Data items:
####################

PR #9383, opened 2024-11-05
fix(mfe): build internal package if present in graph

chris-olszewski:
### Description

Previously we were relying on the proxy already being built, for non-internal use cases this will be true, but for the internal case we need to make sure it is built before we try to start the proxy.

### Testing Instructions

- Edit `packages/micro-frontends/dist/bin/cli.cjs` and add a `throw new Error("oops")` to the top
- `turbo vercel-docs#dev` should fail due to the proxy script failing
- Now try with the PR `turbo`: `turbo_dev --skip-infer vercel-docs#dev`, you will see the MFE package being built before the proxy is started.

### DIFF
--- a/crates/turborepo-lib/src/turbo_json/mod.rs
+++ b/crates/turborepo-lib/src/turbo_json/mod.rs
@@ -12,6 +12,7 @@ use serde::{Deserialize, Serialize};
 use struct_iterable::Iterable;
 use turbopath::AbsoluteSystemPath;
 use turborepo_errors::Spanned;
+use turborepo_micro_frontend::MICRO_FRONTENDS_PACKAGE_INTERNAL;
 use turborepo_repository::package_graph::ROOT_PKG_NAME;
 use turborepo_unescape::UnescapedString;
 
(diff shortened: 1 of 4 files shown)


crates/turborepo-unescape/src/lib.rs
```diff
@@ -57,6 +57,11 @@ impl From<UnescapedString> for String {
     }
 }
 
+impl From<String> for UnescapedString {
```
chris-olszewski, line 60: Required since there isn't any other way to construct an `UnescapedString`

crates/turborepo-lib/src/turbo_json/mod.rs
```diff
@@ -619,6 +620,11 @@ impl TurboJson {
             TaskName::from("proxy"),
             Spanned::new(RawTaskDefinition {
                 cache: Some(Spanned::new(false)),
+                depends_on: needs_proxy_build.then(|| {
+                    Spanned::new(vec![Spanned::new(UnescapedString::from(format!(
+                        "{MICRO_FRONTENDS_PACKAGE_INTERNAL}#build"
```
tknickman, line 625: Don't love that we have to hardcode this task, but we can iterate on it.

tknickman (approved):

crates/turborepo-lib/src/turbo_json/mod.rs
chris-olszewski: I also don't love this, but for all other uses of the MFE package that don't have it as a workspace package this will be unnecessary.

PR #9398, opened 2024-11-06
chore(trace): fixes and improvements

NicholasLYang:
### Description

- Added more conditions
- Made emitting errors configurable
- Add inference for multiple node_modules


chris-olszewski (approved):
Giving this a trust stamp.

Are there any docs I should be reading that would give me a better understanding of the various `ResolveOptions`/`TsconfigOptions` methods and how they change behavior?

NicholasLYang:
[This](https://docs.rs/oxc_resolver/latest/oxc_resolver/struct.ResolveOptions.html) is an okay list, but tbh I've been digging into node/JS docs most of the time

PR #9399, opened 2024-11-06
docs: Add information for rules in `eslint-config-turbo` README.

anthonyshew:
## Hol' up

This is now out of sync, given #9426. I need to write a CI check that runs a diff for the README and content files so they stay updated together...

### Description

`eslint-plugin-turbo` had this information, but not the docs page on `turbo.build` nor the `eslint-config-turbo` README. Duplicated them in the missing places.

(Ideally, we would write these once and codegen them elsewhere, but that's a battle for another day.)


anthonyshew:
Handled in #9515

PR #9409, opened 2024-11-07
 feat: Wrap-around selection for TUI.

anthonyshew:
### Description

We previously didn't let you "wrap" your selection to the selected task if you were at the top or bottom of the task list. Now we do!

### Testing Instructions

Run some tasks with the TUI and:
-  Press ↑ when you have the top item in the list selected.
- Press ↓ when you have the bottom item in the list selected.

### DIFF
--- a/crates/turborepo-ui/src/tui/app.rs
+++ b/crates/turborepo-ui/src/tui/app.rs
@@ -886,6 +886,8 @@ mod test {
         app.next();
         assert_eq!(app.scroll.selected(), Some(2), "scroll moves forwards");
         app.next();
+        assert_eq!(app.scroll.selected(), Some(0), "scroll stays in bounds");
+        app.previous();
         assert_eq!(app.scroll.selected(), Some(2), "scroll stays in bounds");
     }
 
--- a/crates/turborepo-ui/src/tui/app.rs
+++ b/crates/turborepo-ui/src/tui/app.rs
@@ -153,7 +153,10 @@ impl<W> App<W> {
     pub fn previous(&mut self) {
         let num_rows = self.tasks_by_status.count_all();
         if num_rows > 0 {
-            self.selected_task_index = self.selected_task_index.checked_sub(1).unwrap_or(num_rows - 1);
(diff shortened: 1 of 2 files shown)


crates/turborepo-ui/src/tui/app.rs
```diff
@@ -886,6 +886,8 @@ mod test {
         app.next();
         assert_eq!(app.scroll.selected(), Some(2), "scroll moves forwards");
         app.next();
+        assert_eq!(app.scroll.selected(), Some(0), "scroll stays in bounds");
```
chris-olszewski, line 889:
```suggestion
        assert_eq!(app.scroll.selected(), Some(0), "scroll wraps");
```

crates/turborepo-ui/src/tui/app.rs
```diff
@@ -142,21 +142,21 @@ impl<W> App<W> {
...
-        let i = match self.selected_task_index {
-            0 => 0,
-            i => i - 1,
-        };
-        self.selected_task_index = i;
-        self.scroll.select(Some(i));
-        self.has_user_scrolled = true;
+        let num_rows = self.tasks_by_status.count_all();
+        if num_rows > 0 {
+            self.selected_task_index = (self.selected_task_index + num_rows - 1) % num_rows;
```
chris-olszewski, line 156: This one is totally up to you if you think explicitly handling the underflow case is easier to reason about than leveraging modulos.
```suggestion
            self.selected_task_index = self.selected_task_index.checked_sub(1).unwrap_or(num_rows - 1);
```

chris-olszewski (approved):
LFG

crates/turborepo-ui/src/tui/app.rs
anthonyshew: Classic me not knowing methods I have available.

chris-olszewski: I'm an `Option` addict, I love how clean the control flow that methods provide is.

PR #9411, opened 2024-11-08
fix(examples): add private to with-shell-cmds

tknickman:
### Description

Fixes https://github.com/vercel/turborepo/issues/9150

yarn classic errors when using workspaces without setting private to true


anthonyshew (approved):
Thank you, yarn, very cool.

PR #9416, opened 2024-11-08
 feat: Detect WSL in `turbo info`.

anthonyshew:
### Description

We have had cases in the past where it would be nice to know if the user is using WSL. This adds best effort detection for printing out if you're using WSL.

Note that this isn't a 100% solution, according to [this superuser answer](https://superuser.com/questions/1749781/how-can-i-check-if-the-environment-is-wsl-from-a-shell-script/1749811#1749811). But, if you're doing something like is listed in the caveats...That's an extreme edge case.

### DIFF
--- a/crates/turborepo-lib/src/commands/info.rs
+++ b/crates/turborepo-lib/src/commands/info.rs
@@ -1,4 +1,9 @@
-use std::{env, io};
+use std::{
+    env,
+    fs::File,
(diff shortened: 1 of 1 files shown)


chris-olszewski (approved):
Worst case if `is_wsl` returns a faulty answer we have an additional back and forth with a user.

PR #11798, opened 2026-02-11
fix: Handle subpath package imports in `turbo boundaries`

### LINKED ISSUE #11797: `turbo boundaries` fails on subpath package imports since 2.8.4 (2.8.3-canary.13)
### Verify canary release

https://github.com/pawelblaszczyk5/turborepo-boundaries-reproduction

2.8.7-canary.1

### Environment information

```block
CLI:
   Version: 2.8.7-canary.1
   Path to executable: /Users/pawelblaszczyk/dev/turborepo-boundaries-reproduction/node_modules/.pnpm/turbo-darwin-arm64@2.8.7-canary.1/node_modules/turbo-darwin-arm64/bin/turbo
   Daemon status: Running
   Package manager: pnpm

Platform:
   Architecture: aarch64
   Operating system: macos
   WSL: false
   Available memory (MB): 3649
   Available CPU cores: 8

Environment:
   CI: None
   Terminal program (TERM_PROGRAM): vscode
   Terminal program version (TERM_PROGRAM_VERSION): 1.109.0
   Shell (SHELL): /bin/zsh
   stdin: false
```

### Expected behavior

Hello! 

Today, after upgrading I've spotted `turbo boundaries` failing on a lot of imports ion my monorepo. What I pinpointed to be the issue is any subpath import. If I import not from top-level of package it fails.

In provided example, my pkg has this inside of the `package.json`:

```json
  "exports": {
    "./test": "./src/index.ts"
  },
```

Importing from there fails the check:

Image

It also impacts any standard dependencies (non-monorepo) where subpath exports are commonly used.

### Actual behavior

`turbo boundaries` fails on explicitly allowed exports since the update.

### To Reproduce

1. Create a package which exports something from subpath, e.g. 

```json
  "exports": {
    "./test": "./src/index.ts"
  },
```

2. Import this package from any other one
3. Run `turbo boundaries` and observe it failing on it, despite it being explicitly allowed.

### Additional context

I'm not sure how canaries work here, some of 2.8.3 canaries were after 2.8.3? 😄 But what I've pinpointed here is `2.8.3-canary.13` - 12 still works, 13 fails. `2.8.4-canary.0` also fails just for the consistency of checking

anthonyshew:
## Summary

Fixes #11797

`turbo boundaries` incorrectly flagged subpath package imports (e.g. `import { x } from "pkg/test"` or `import { x } from "@scope/pkg/sub"`) as boundary violations since 2.8.4.

`is_potential_package_name` used a regex that only matched bare package names (`lodash`, `@scope/pkg`) — the `$` anchor rejected anything with additional path segments. This caused subpath imports to bypass the package-name guard in `check_import_as_tsconfig_path_alias`, where the full module resolver would resolve them to paths outside the importing package and emit false `ImportLeavesPackage` diagnostics.

The fix extracts the base package name (via the existing `get_package_name`) before checking against the regex, so `pkg-a/test` is recognized as a package import just like `pkg-a`.

## Test Plan

- Added integration test cases to the `boundaries` fixture: a subpath import from a declared dependency (should pass) and a subpath import from an undeclared dependency (should correctly report "not a dependency")
- Added unit test cases for `is_potential_package_name` and `tsconfig_alias_check_skips_bare_package_names` with subpath imports
- Verified against the exact reproduction repo from the issue

### DIFF
--- a/crates/turborepo-boundaries/src/imports.rs
+++ b/crates/turborepo-boundaries/src/imports.rs
@@ -270,7 +270,7 @@ pub(crate) fn check_file_import(
     }
 }
 
-fn get_package_name(import: &str) -> String {
+pub(crate) fn get_package_name(import: &str) -> String {
     if import.starts_with("@") {
         import.split('/').take(2).join("/")
     } else {
@@ -376,6 +376,9 @@ mod test {
     #[test_case("lodash" ; "bare package name lodash")]
     #[test_case("@scope/package" ; "scoped package name")]
     #[test_case("@types/node" ; "types package name")]
+    #[test_case("lodash/fp" ; "subpath import")]
+    #[test_case("@scope/package/sub" ; "scoped subpath import")]
+    #[test_case("@scope/package/deeply/nested" ; "scoped deeply nested subpath import")]
     fn tsconfig_alias_check_skips_bare_package_names(import: &str) {
         let (resolver, package_name, span, file_content, mut result) =
             make_tsconfig_alias_test_args(import);
--- a/crates/turborepo-boundaries/src/lib.rs
+++ b/crates/turborepo-boundaries/src/lib.rs
@@ -316,7 +316,8 @@ impl BoundariesChecker {
     }
 
     fn is_potential_package_name(import: &str) -> bool {
-        PACKAGE_NAME_REGEX.is_match(import)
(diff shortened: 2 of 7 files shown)


anthonyshew:
The test is a flake, so merging.

PR #11807, opened 2026-02-11
docs: Geistdocs update

haydenbleasel:
Partial Geistdocs update.

### DIFF
--- a/apps/docs/app/[lang]/layout.tsx
+++ b/apps/docs/app/[lang]/layout.tsx
@@ -21,7 +21,7 @@ const Layout = async ({ children, params }: LayoutProps<"/[lang]">) => {
 
   return (
     <html
-      className={cn(sans.variable, mono.variable, "scroll-smooth antialiased")}
+      className={cn(sans.variable, mono.variable, "antialiased")}
       lang={lang}
       suppressHydrationWarning
     >


apps/agents/lib/runs.ts
```diff
@@ -1,4 +1,4 @@
-import { put, list, get } from "@vercel/blob";
+import { put, list } from "@vercel/blob";
```
anthonyshew:
```suggestion
import { put, list, get } from "@vercel/blob";
```

apps/docs/app/[lang]/layout.tsx
```diff
@@ -21,7 +21,7 @@ const Layout = async ({ children, params }: LayoutProps<"/[lang]">) => {
 
   return (
     <html
-      className={cn(sans.variable, mono.variable, "antialiased")}
+      className={cn(sans.variable, mono.variable, "scroll-smooth antialiased")}
```
Comment (anthonyshew) [inline apps/docs/app/[lang]/layout.tsx]: I got rid of this because it was creating a bad experience. Clicking around different links had bizarre behavior.

apps/docs/components/ai-elements/message.tsx
```diff
@@ -310,6 +308,7 @@ export const MessageResponse = memo(
         "size-full [&>*:first-child]:mt-0 [&>*:last-child]:mb-0",
         className
       )}
+      plugins={{ code, mermaid, math, cjk }}
```
anthonyshew, line 311: Do I need cjk? This site is only English.

anthonyshew: We're going to lazyload this in a follow-up PR.

PR #11825, opened 2026-02-13
feat: Compile @turbo/gen to standalone binary via `bun build --compile`

anthonyshew:
## Summary

Compiles `@turbo/gen` into a standalone Bun binary to eliminate the ESM/CJS interop issues that have blocked upgrading `node-plop` and other dependencies.

## Motivation

`@turbo/gen` is stuck on `node-plop@0.26.3` (with known security vulnerabilities) because newer versions switched from `require()` to `import()` for loading user config files, which breaks TypeScript configs in `"type": "commonjs"` projects (the default for Next.js monorepos). Two prior upgrade attempts were reverted. Several other deps (`execa`, `ora`) are also pinned to old CJS-compatible versions.

The root cause: `@turbo/gen` is a CJS package that dynamically loads user-authored TypeScript config files at runtime via `node-plop`, and the module resolution semantics differ between CJS and ESM in ways that break real user projects.

## Approach

Bun's runtime handles both CJS and ESM natively and transpiles TypeScript without external tooling. By compiling `@turbo/gen` with `bun build --compile`, user generator configs (`.ts`, `.js`, `.cjs`) load correctly regardless of the project's `"type"` field — no `tsx` registration, no sucrase, no interop hacks.

## What changed

- **Build**: `bun build --compile` replaces tsdown for the CLI binary. tsdown is kept for DTS-only generation (the `PlopTypes` re-export).
- **Templates**: Embedded as string constants at build time via `scripts/embed-templates.ts`, eliminating the `__dirname`-relative copy that doesn't work in compiled binaries.
- **`plop.ts`**: Removed `tsx/cjs/api` registration (Bun handles `.ts` natively). Made `nodePlop()` and `plop.load()` calls async — Bun's `require()` of CJS modules with Babel interop returns Promises.
- **Distribution**: Platform binaries via `@turbo/gen-{os}-{arch}` optional dependency packages (same pattern as the Rust `turbo` binary).
- **`bin/turbo-gen`**: Node.js shim that resolves the correct platform binary via `require.resolve()` and executes it. Mirrors `packages/turbo/bin/turbo`.
- **Releaser**: Extended `@turbo/releaser` with a `gen` subcommand for packing and publishing `@turbo/gen` platform packages.
- **CI**: Added `build-gen` job with Bun cross-compilation for all 5 target platforms.
- **`package.json`**: All runtime deps moved to devDependencies (bundled into binary). `tsx` removed. `"files"` narrowed to only ship the shim + types (no 62MB binary in the main package).

## Backward compatibility

The Rust CLI (`generate.rs`) still uses `npx --yes @turbo/gen@{tag} raw ...`. The flow becomes:

```
turbo gen → npx @turbo/gen → bin/turbo-gen (Node.js shim) → @turbo/gen-darwin-arm64 (Bun binary)
```

No Rust-side changes needed. The `--version`, `--help`, `raw run`, and `raw workspace` commands all produce identical output.

## Verified

- **Exported types**: `diff` of old vs new `dist/types.d.ts` is empty
- **23 tests pass**: 9 existing unit tests + 14 new integration tests covering all ESM/CJS combinations
- **`check-types`** passes
- **`npm pack`** ships only the shim (2KB) + types — not the 62MB binary
- **Binary tested across**: CJS+.ts, ESM+.ts, ESM+.ts (no gen package.json), no-type+.js, CJS+.cjs, ESM+.js, ESM+.cjs

## How to test

```bash
# Build
turbo build --filter=@turbo/gen

# Run tests
turbo test --filter=@turbo/gen

# Manual test: run the binary directly against this repo
packages/turbo-gen/dist/turbo-gen --version
packages/turbo-gen/dist/turbo-gen --help
```


codegoyf:
This change broke the running of all of our generators at my job that we use extensively across multiple repos/apps. For such a massive change, why would this be published as a patch version? This is quite clearly a breaking change in the `turbo/gen` package IMO.

This seems like pretty poor usage of semantic versioning to me.

PR #11844, opened 2026-02-13
fix: Prevent pnpm overrides from corrupting resolved peer-dep variants

frankeld:
### Description

When a pnpm lockfile has overrides (e.g. `foo: ~1.0.0`), `turbo prune` can produce a broken lockfile that's missing snapshot entries for packages with multiple peer-dependency variants. This happens because `apply_overrides` corrupts already-resolved version strings like `1.0.0(peer-a@1.0.0)(peer-b@2.0.0)` by replacing them with the semver range from the override.

This fix makes `resolve_specifier` prefer the original specifier when it already matches a snapshot, so overrides only kick in when the specifier doesn't already resolve to a known package.

These issues are reoccurring for many different users. See ongoing bug reports on this closed issue: https://github.com/vercel/turborepo/issues/3382#issuecomment-3431554089

Here's a repository with a "real" minimal reproduction: https://github.com/frankeld/turbo-prune-repro

### Testing Instructions

New unit tests in `crates/turborepo-lockfiles/src/pnpm/data.rs`:

```
cargo test -p turborepo-lockfiles test_override_does_not_break_transitive_peer_variant
```

This test sets up a v9 lockfile with an override (`foo: ~1.0.0`) and two peer-dep variants of `foo`, then verifies that:
- `resolve_package` still resolves the transitive variant (`foo@1.0.0(peer-a@1.0.0)(peer-b@2.0.0)`)
- The transitive closure includes both variants and middleware

### DIFF
--- a/apps/docs/lib/ai-agent-detection.ts
+++ b/apps/docs/lib/ai-agent-detection.ts
@@ -1,0 +1,168 @@
+/**
+ * AI Agent Detection Utility
+ *
+ * Multi-signal detection for AI agents/bots. Used to serve markdown
+ * responses when agents request docs pages.
+ *
+ * Three detection layers:
+ * 1. Known UA patterns (definitive) — curated from https://bots.fyi/?tags=ai_assistant
+ * 2. Signature-Agent header (definitive) — catches ChatGPT agent (RFC 9421)
+ * 3. Missing browser fingerprint heuristic — catches unknown bots
+ *
+ * Optimizes for recall over precision: serving markdown to a non-AI bot
+ * is low-harm; missing an AI agent means a worse experience.
+ *
+ * Last reviewed: 2026-03-20 against bots.fyi + official vendor docs
+ */
+
+// Layer 1: Known AI agent UA substrings (lowercase).
+const AI_AGENT_UA_PATTERNS = [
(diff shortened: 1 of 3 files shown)


anthonyshew:
## E2E check-lockfiles validation

Added a `pnpm-override-peer-variant` fixture to `lockfile-tests/fixtures/` using the real reproduction from https://github.com/frankeld/turbo-prune-repro.

**Without the fix**, pruning `@repo/backend` and `server` fails:
```
ERR_PNPM_LOCKFILE_MISSING_DEPENDENCY  Broken lockfile: no entry for
'inngest@3.51.0(@opentelemetry/core@2.5.1(...))(express@5.2.1)(fastify@4.29.1)
(h3@1.15.5)(hono@4.11.9)(next@15.5.12(...))(typescript@5.9.3)(zod@3.25.76)'
```

**With the fix**, all 3 workspaces pass. Full suite (221 tests across 71 fixtures) also clean:
```
Passed:            218
Expected failures: 3   (pre-existing bun issues)
Unexpected fails:  0
```

Branch with fixture + fix: [`shew/review-11844`](https://github.com/vercel/turborepo/tree/shew/review-11844)

PR #11860, opened 2026-02-15
chore: Use 2024 edition in more packages, do not ignore some clippy l…

ognevny:
…ints

### Description

with updated tonic build it's now possible to follow more clippy lints in truborepo-lib.

packages migrated to 2024 edition were easy to change, just putting `unsafe {}` for `env::{set,remove}_var` and let-chains

### Testing Instructions

CI


anthonyshew (approved):
Thank you! Had this on my to-do list - appreciate you beating me to it!

PR #11863, opened 2026-02-15
fix: Handle premature tag creation by external release notes service

anthonyshew:
## Summary

There's an external service that creates git tags that I just learned about. This makes it so that our release pipeline is the absolute truth. I'm handling the external git tagging separately.

### DIFF
--- a/cli/Makefile
+++ b/cli/Makefile
@@ -73,7 +73,7 @@ create-release-tag:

####################

### PROBLEM DESCRIPTION
Lines to set down from above: the line with "- **23 tests", the line with "PR #11844, opened 2026-02-13", and every line between, each exactly as written.

### RESPONSE TO THE TASK
- **23 tests pass**: 9 existing unit tests + 14 new integration tests covering all ESM/CJS combinations
- **`check-types`** passes
- **`npm pack`** ships only the shim (2KB) + types — not the 62MB binary
- **Binary tested across**: CJS+.ts, ESM+.ts, ESM+.ts (no gen package.json), no-type+.js, CJS+.cjs, ESM+.js, ESM+.cjs

## How to test

```bash
# Build
turbo build --filter=@turbo/gen

# Run tests
turbo test --filter=@turbo/gen

# Manual test: run the binary directly against this repo
packages/turbo-gen/dist/turbo-gen --version
packages/turbo-gen/dist/turbo-gen --help
```


codegoyf:
This change broke the running of all of our generators at my job that we use extensively across multiple repos/apps. For such a massive change, why would this be published as a patch version? This is quite clearly a breaking change in the `turbo/gen` package IMO.

This seems like pretty poor usage of semantic versioning to me.

PR #11844, opened 2026-02-13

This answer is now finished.